**Saved entries:**
------------------------------------

PR #196, opened 2023-04-26
Enhancements/ion normalsation inputs

bpatel2107:
Re-normalised GK input files such that the electron temp and density is the reference values, in line with the units applied to `LocalSpecies`. 

Particularly relevant if an ion species has been used as the normalising species. Working out which species is being used is a bit longer (would likely require guessing given the charges and mass) but this method basically guarantees that we get the electron as the normalising speices.

Requires re-normalising density, temperature and beta.

### DIFF
--- a/pyrokinetics/gk_code/GKInputCGYRO.py
+++ b/pyrokinetics/gk_code/GKInputCGYRO.py
@@ -633,16 +633,22 @@ class GKInputCGYRO(GKInput):
         return is_basic_miller
 
     def get_ne_te_normalisation(self):
-        # Get electron temp/dens first
-
+        found_electron = False
         if self.data.get("AE_FLAG", 0) == 1:
             ne = self.data["DENS_AE"]
             Te = self.data["TEMP_AE"]
+            found_electron = True
         else:
             for i_sp in range(self.data["N_SPECIES"]):
                 if self.data[f"Z_{i_sp+1}"] == -1:
                     ne = self.data[f"DENS_{i_sp+1}"]
                     Te = self.data[f"TEMP_{i_sp+1}"]
+                    found_electron = True
                     break
+
+        if not found_electron:
+            raise TypeError(
+                "Pyro currently requires an electron species in the input file"
+            )
 
         return ne, Te
--- a/pyrokinetics/gk_code/GKInputCGYRO.py
+++ b/pyrokinetics/gk_code/GKInputCGYRO.py
@@ -243,7 +243,8 @@ class GKInputCGYRO(GKInput):
 
         # Assume pref*8pi*1e-7 = 1.0
         # FIXME Should not be modifying miller after creation
-        beta = self.data["BETAE_UNIT"]
+        ne_norm, Te_norm = self.get_ne_te_normalisation()
+        beta = self.data["BETAE_UNIT"] * ne_norm * Te_norm
         if beta != 0:
             miller.B0 = 1 / (miller.bunit_over_b0 * beta**0.5)
         else:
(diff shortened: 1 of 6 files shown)


pyrokinetics/gk_code/GKInputCGYRO.py
```diff
@@ -623,3 +631,13 @@ def _check_basic_miller(self):
                 break
 
         return is_basic_miller
+
+    def get_ne_te_normalisation(self):
+        # Get electron temp/dens first
+        for i_sp in range(self.data["N_SPECIES"]):
+            if self.data[f"Z_{i_sp+1}"] == -1:
```
d7919: What about adiabatic electron runs?

bpatel2107: Good point, will add a flag!

bpatel2107: @dake0795 in the case where adiabatic electrons are used in GENE, what is the temp/dens they have? I'm guessing density comes from quasi-neutrality but what about the temp?

dake0795: Density is set by quasi-neutrality. I believe the temp is set to be the same as the kinetic species.

bpatel2107: In the scenario where there are multiple ion species with different temperatures and adiabatic ions (not sure how likely this is) then which temp would be taken?

dake0795: The temp of the first kinetic species.

d7919: Also this assumes electrons have Z=-1 I guess this may be true for CGYRO?

pyrokinetics/gk_code/GKInputGS2.py
```diff
@@ -549,3 +559,14 @@ def set(
 
         for name, namelist in self.data.items():
             self.data[name] = convert_dict(namelist, local_norm.gs2)
+
+    def get_ne_te_normalisation(self):
+        # Load each species into a dictionary
+        for i_sp in range(self.data["species_knobs"]["nspec"]):
+            gs2_key = f"species_parameters_{i_sp + 1}"
+            if self.data[gs2_key]["z"] == -1:
```
d7919: In GS2 we are free to set the normalising charge so this won't necessarily always find the electrons.

bpatel2107: Oh god why would someone do that.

------------------------------------

Whenever the word "normalising" shows up in a line of the entries, copy that line.

**Answer area:**
Particularly relevant if an ion species has been used as the normalising species. Working out which species is being used is a bit longer (would likely require guessing given the charges and mass) but this method basically guarantees that we get the electron as the normalising speices.
Requires re-normalising density, temperature and beta.
d7919: In GS2 we are free to set the normalising charge so this won't necessarily always find the electrons.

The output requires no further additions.